SQL

SQLZoo SELECT from WORLD: Solutions and Explanations

Worked solutions to every SQLZoo SELECT from WORLD exercise, from basic filtering to population and GDP-per-capita queries, each explained step by step.

3 May 2024

SQLZoo SELECT from WORLD: Solutions and Explanations

SQLZoo's World database is a great way to practice SELECT queries. Each exercise builds on the last, starting with basic selection and moving to computed columns, filtering, and formatting.

Here are the solutions with notes on what each one teaches.

Basic selection

All countries with name, continent, and population:

Sql
SELECT name, continent, population
FROM world

Countries with at least 200 million people:

Sql
SELECT name
FROM world
WHERE population > 200000000

Computed columns

Per-capita GDP for large countries:

Sql
SELECT name, gdp/population
FROM world
WHERE population > 200000000

Division in SELECT creates a computed column. No need for application-layer math.

Population in millions for South America:

Sql
SELECT name, population/1000000
FROM world
WHERE continent = 'South America'

Filtering with IN and LIKE

Specific countries by name:

Sql
SELECT name, population
FROM world
WHERE name IN ('France', 'Germany', 'Italy')

Countries containing "United" in the name:

Sql
SELECT name
FROM world
WHERE name LIKE '%United%'

% matches any characters. LIKE '%United%' finds "United Kingdom", "United States", "United Arab Emirates".
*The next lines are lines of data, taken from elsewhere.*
PR #43, opened 2018-03-27
implemented `copyDirectoryFromRunfiles `

maximn:


maximn:
@ittaiz

java/build/bazel/tests/integration/BazelBaseTestCase.java
```diff
@@ -95,6 +89,13 @@ protected void copyFromRunfiles(String path) throws IOException {
     driver.copyFromRunfiles(path);
   }
 
+  /**
+   * Copy the whole directory from the runfiles under {@code rootDirectoryPath} to the current workspace.
+   */
+  protected void copyFromRunfilesDirectory(String rootDirectoryPath) throws IOException {
```
ittaiz: wdyt about `copyDirectoryFromRunfiles`?

java/build/bazel/tests/integration/WorkspaceDriver.java
```diff
@@ -18,15 +18,11 @@
...
-import java.util.Arrays;
-import java.util.HashMap;
-import java.util.Map;
-import java.util.List;
-import java.util.ArrayList;
-import java.util.Collections;
-import java.util.stream.Stream;
 import java.nio.file.Path;
+import java.nio.file.Paths;
+import java.util.*;
```
ittaiz: https://google.github.io/styleguide/javaguide.html#s3.3.1-wildcard-imports forbids wildcard imports

java/build/bazel/tests/integration/WorkspaceDriver.java
```diff
@@ -155,6 +151,27 @@ protected void copyFromRunfiles(String path, String destpath) throws IOException
     Files.copy(origin.toPath(), dest.toPath());
   }
 
+  /**
+   * Copy the whole directory from the runfiles under {@code rootDirectoryPath} to the current workspace.
+   */
+  protected void copyFromRunfilesDirectory(final String rootDirectoryPath) throws IOException {
+    File root = getRunfile(rootDirectoryPath);
+    try (Stream<Path> paths = Files.walk(Paths.get(root.toURI()))) {
+      paths.filter(path -> new File(path.toUri()).isFile())
```
ittaiz: the java 8 way to do `new File(path.toUri()).isFile()` is with `java.nio.file.Files.isRegularFile`

java/build/bazel/tests/integration/WorkspaceDriver.java
```diff
@@ -155,6 +151,27 @@ protected void copyFromRunfiles(String path, String destpath) throws IOException
...
+              .forEach(file -> {
+                String relativeToRunfiles = file.toAbsolutePath().toString().substring(runfileDirectory.getPath().length());
+                Path relativeToRunfilesPath = Paths.get(relativeToRunfiles);
+                String destination = relativeToRunfilesPath.subpath(1, relativeToRunfilesPath.getNameCount()).toString();
```
ittaiz: wdyt about doing a private method here? for readability. This is probably something like "strip first directory". First is meh name but root is also problematic since it's root in relation to the runfiles

java/build/bazel/tests/integration/WorkspaceDriver.java
```diff
@@ -155,6 +151,27 @@ protected void copyFromRunfiles(String path, String destpath) throws IOException
...
 
+  /**
+   * Copy the whole directory from the runfiles under {@code rootDirectoryPath} to the current workspace.
+   */
+  protected void copyFromRunfilesDirectory(final String rootDirectoryPath) throws IOException {
+    File root = getRunfile(rootDirectoryPath);
+    try (Stream<Path> paths = Files.walk(Paths.get(root.toURI()))) {
+      paths.filter(path -> new File(path.toUri()).isFile())
+              .forEach(file -> {
+                String relativeToRunfiles = file.toAbsolutePath().toString().substring(runfileDirectory.getPath().length());
```
ittaiz: can you take a look at `Path#relativize`? I don't think it's what you need but it's definitely a neighbor :)
something with `file` and `runFilesDirectory`

java/build/bazel/tests/integration/WorkspaceDriver.java
ittaiz: why do you need to filter out directories? what happens if you don't? this probably makes sense if you're going to forbit it in the "regular" copyFromRunfiles method

java/build/bazel/tests/integration/WorkspaceDriver.java
maximn: Actually, it's exactly `relativize`

ittaiz:
The test passes with it? Since I seem to remember it’s different but if it
works then I guess I’m wrong

java/build/bazel/tests/integration/WorkspaceDriver.java
maximn: Because `copyFromRunfiles` shouldn't work for directories, we'll decide how to handle it later.

Also, `walk` do the traversal depth first so I'll get to the directories after the leafs meaning that the directory already exists.

maximn:
Yes, of course passed :)

java/build/bazel/tests/integration/WorkspaceDriver.java
ittaiz: Still wildcard here

java/build/bazel/tests/integration/WorkspaceDriver.java
```diff
@@ -155,6 +151,29 @@ protected void copyFromRunfiles(String path, String destpath) throws IOException
     Files.copy(origin.toPath(), dest.toPath());
   }
 
+  /**
+   * Copy the whole directory from the runfiles under {@code directoryToCopy} to the current workspace.
+   */
+  protected void copyDirectoryFromRunfiles(final String directoryToCopy) throws IOException {
+    File startingDirectory = getRunfile(directoryToCopy);
```
ittaiz: Should we handle the case where we get a file and and not a directory?

java/build/bazel/tests/integration/WorkspaceDriver.java
```diff
@@ -152,26 +152,28 @@ protected void copyFromRunfiles(String path, String destpath) throws IOException
...
-                  copyFromRunfiles(relativeToRunfiles, destination);
-                } catch (IOException e) {
-                  throw new RuntimeException(e);
-                }
-              });
+  protected void copyDirectoryFromRunfiles(final String directoryToCopy) throws IOException {
+    File startingDirectory = getRunfile(directoryToCopy);
+    try (Stream<Path> paths = Files.walk(startingDirectory.toPath())) {
+      paths.filter(path -> Files.isRegularFile(path))
+            .forEach(file -> {
```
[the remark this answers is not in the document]
maximn: Why do you think that it's expensive? The alternative is `Paths.get(runfileDirectory.toUri())` don't think that it matter a lot. Why are you concerned about performance here?

java/build/bazel/tests/integration/WorkspaceDriver.java
```diff
@@ -152,26 +152,28 @@ protected void copyFromRunfiles(String path, String destpath) throws IOException
...
-                String destination = relativeToRunfilesPath.subpath(1, relativeToRunfilesPath.getNameCount()).toString();
-
-                try {
-                  copyFromRunfiles(relativeToRunfiles, destination);
-                } catch (IOException e) {
-                  throw new RuntimeException(e);
-                }
-              });
+  protected void copyDirectoryFromRunfiles(final String directoryToCopy) throws IOException {
+    File startingDirectory = getRunfile(directoryToCopy);
```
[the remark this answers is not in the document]
maximn: Yes, I was trying to add such test but had some difficulties, let's talk about it f2f tomorrow.

java/build/bazel/tests/integration/WorkspaceDriver.java
maximn: Fixed the wildcard, IDEA is stubborn ;-)

maximn:
@ittaiz look at commit b36d830 , many method signatures now changed to declare that they thorws `BazelWorkspaceDriverException`. WDYT about changing it to a **non-checked exception**?

PR #49, opened 2018-03-28
Clean up bazel base test case proxy methods

maximn:


maximn:
@ittaiz

java/build/bazel/tests/integration/BazelBaseTestCase.java
```diff
@@ -17,13 +17,8 @@
 import org.junit.Before;
 import org.junit.BeforeClass;
 
-import java.io.File;
 import java.io.IOException;
-import java.util.List;
 
-/**
```
ittaiz: Why did you remove this? I think the comment still holds

maximn: `A base class to do integration test that call Bazel` - I don't feel like it adds useful information and it doesn't really call Bazel anymore.

maximn:
regarding  “contents” -> “workspaceDirectoryContents”
Let's talk about the name f2f. Also if we change it let's consider changing the signature to return `List<Path>` instead of `List<String>`

java/build/bazel/tests/integration/BazelBaseTestCase.java
ittaiz: I think you’re misreading it. It’s a base class to do an integration test which calls bazel. The base doesn’t call it. The test calls it.

maximn: Do you see value in this comment? Is it just project's style?

ittaiz:
Just project’s style.

PR #50, opened 2018-03-28
Command improvements

maximn:


maximn:
@ittaiz

ittaiz:
@damienmg @maximn and I talked f2f and we're actually going to change the code to read the stdout/stderr after the command finishes and be done with it.
Pro: Much simpler code
Con: One cannot write a test which runs `bazel` on one thread and query the logs on a different thread.

I feel the con is weak enough to do this change and worst case support that feature further down the road if anyone really wants it.
WDYT?

damienmg:
You might run into buffering issue when a command generates a lot of output. I don't remember the whole details but that was the reason it had to be a separate thread.

maximn:
@damienmg , I've read about this a bit now and you're right.

> Because some native platforms only provide limited buffer size for standard input and output streams, failure to promptly write the input stream or read the output stream of the subprocess may cause the subprocess to block, or even deadlock. 

[[java.lang.Process](https://docs.oracle.com/javase/8/docs/api/java/lang/Process.html)]

I'll remove the last commit.

java/build/bazel/tests/integration/Command.java
```diff
@@ -14,33 +14,35 @@
...
 import java.util.Collections;
+import java.util.LinkedList;
+import java.util.List;
 import java.util.Objects;
 
 
 /**
  * A utility class to spawn a command and get its output.
- *
+ * <p>
```
damienmg: nit: remove extraneous <p>

Issue #52, opened 2018-03-29
Rename WorkspaceDriver#contents to something that resonates more with directory contents/layout


ittaiz:
cc @maximn

ittaiz:
fixed by #53

PR #53, opened 2018-03-29
changed contents->workspaceDirectoryContents and return type to Path

maximn:


maximn:
@ittaiz  https://github.com/bazelbuild/bazel-integration-testing/issues/52

Issue #44, opened 2018-03-28
Move APIs from `java.io.File` to `java.nio.file.Path`


ittaiz:
`Path` is a newer api which also allows plugging in in memory filesystem for testing and in general is more recommended

ittaiz:
cc @maximn

maximn:
This is a breaking change. Did you mean to do that or just change the internals?

ittaiz:
Yes I did.
Cc @damienmg any strong objections?

damienmg:
No objection Path is definitely better.

ittaiz:
closed by #56

PR #56, opened 2018-03-29
Workspace driver file path

maximn:


maximn:
@ittaiz

maximn:
https://github.com/bazelbuild/bazel-integration-testing/issues/44

java/build/bazel/tests/integration/WorkspaceDriver.java
```diff
@@ -80,20 +78,20 @@ private static void unpackBazel(String version)
...
 
   private static Command prepareUnpackBazelCommand(String version)
-    throws  IOException {
+          throws IOException {
     List<String> command = new ArrayList<String>(Arrays.asList(
-        bazelVersions.get(version).getCanonicalPath(),
-        "--output_user_root=" + tmp, "--nomaster_bazelrc",
-        "--max_idle_secs=30", "--bazelrc=/dev/null",
-        "help"));
+            bazelVersions.get(version).toString(),
```
ittaiz: Do we want to normalize the path? Like get canonical? https://stackoverflow.com/questions/21552901/getting-canonical-path-from-path-in-java

java/build/bazel/tests/integration/WorkspaceDriver.java
```diff
@@ -31,46 +31,44 @@
...
   public static void setUpClass() throws IOException {
-    // Get tempdir
-    String _tmp = System.getenv("TEST_TMPDIR");
-    if (_tmp == null) {
-      File p = Files.createTempDirectory("e4b-tests").toFile();
-      p.deleteOnExit();
-      tmp = p;
+    String environmentTempDirectory = System.getenv("TEST_TMPDIR");
+    if (environmentTempDirectory == null) {
+      File tempDirectory = Files.createTempDirectory("e4b-tests").toFile();
```
ittaiz: Really nit but you do toFile and then afterwards toPath. Maybe save the first and then you can skip the second transformation?

java/build/bazel/tests/integration/WorkspaceDriver.java
```diff
@@ -135,54 +133,58 @@ public Command runBazelInDirectory(Path relativeDir, String... args) throws IOEx
...
     }
 
     List<String> command = new ArrayList<String>(Arrays.asList(
-      currentBazel.getCanonicalPath(),
-      "--output_user_root=" + tmp,
-      "--nomaster_bazelrc",
-      "--max_idle_secs=10",
-      "--bazelrc=/dev/null"));
-    for (String arg: args) {
+            currentBazel.toString(),
```
ittaiz: Same here about normalize

java/build/bazel/tests/integration/WorkspaceDriver.java
```diff
@@ -135,54 +133,58 @@ public Command runBazelInDirectory(Path relativeDir, String... args) throws IOEx
...
+    if (!Files.isDirectory(startingDirectory))
       throw new BazelWorkspaceDriverException("directoryToCopy MUST be a directory");
 
     if (!directoryToCopy.startsWith(stripPrefix))
       throw new BazelWorkspaceDriverException("The `stripPrefix` MUST be a prefix of `directoryToCopy`");
 
     Path stripPrefixPath = Paths.get(stripPrefix);
-    Path runfileDirectoryPath = runfileDirectory.toPath();
-    try (Stream<Path> paths = Files.walk(startingDirectory.toPath())) {
+    Path runfileDirectoryPath = runfileDirectory;
```
ittaiz: Can we drop this variable?

java/build/bazel/tests/integration/WorkspaceDriver.java
```diff
@@ -223,21 +225,18 @@ public void scratchExecutableFile(String path, Iterable<String> content) throws
...
   private File writeToFile(String path, Iterable<String> content) throws IOException {
-    File dest = new File(workspace, path);
-    if (!dest.getParentFile().exists()) {
-      dest.getParentFile().mkdirs();
-    }
-    Files.write(dest.toPath(), String.join("\n", content).getBytes(StandardCharsets.UTF_8));
-    return dest;
+    Path dest = createParentDirectoryIfNotExists(path);
+    Files.write(dest, String.join("\n", content).getBytes(StandardCharsets.UTF_8));
+    return dest.toFile();
```
ittaiz: Why do we need to do “toFile” here?

ittaiz: It’s because scratchExecutableFile needs to set it as executable.
I think you can use Files to do it on a path

java/build/bazel/tests/integration/WorkspaceDriver.java
maximn: I don't think so, from what I checked the way that we're generating the path provides the absolute path that we want here. No need to convert.

java/build/bazel/tests/integration/WorkspaceDriver.java
maximn: right

PR #57, opened 2018-03-29
Remove java.io.File

ittaiz:
Done from github UI, let’s see if build passes


ittaiz:
@damienmg can you take a look? It’s a really minor change

ittaiz:
Oh, then I’m sorry. I wasn’t aware.
Thanks!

Combining conditions with OR

Countries that are big by area or by population:

Sql
SELECT name, population, area
FROM world
WHERE population > 250000000 OR area > 3000000

Exclusive OR (XOR)

Big by area or big by population, but not both:

Sql
SELECT name, population, area
FROM world
WHERE (population > 250000000 AND area < 3000000)
   OR (population < 250000000 AND area > 3000000)

SQL doesn't have an XOR operator. You build it with AND/OR logic. Australia (big area, small population) and Indonesia (big population, small area) are included. China (both big) is excluded.

Rounding with ROUND

Population in millions and GDP in billions for South America, rounded to 2 decimal places:

Sql
SELECT name,
       ROUND(population/1000000.0, 2),
       ROUND(gdp/1000000000.0, 2)
FROM world
WHERE continent = 'South America'

The .0 in the divisor forces floating-point division. Without it, integer division truncates the decimals.

Per-capita GDP for trillion-dollar economies

Sql
SELECT name, ROUND(gdp/population, -3)
FROM world
WHERE gdp >= 1000000000000

ROUND(value, -3) rounds to the nearest thousand. Useful for making large numbers readable.

The takeaway

These exercises cover the most common SELECT patterns: filtering, computed columns, pattern matching, boolean logic, and formatting. Master these and you can handle most day-to-day SQL work.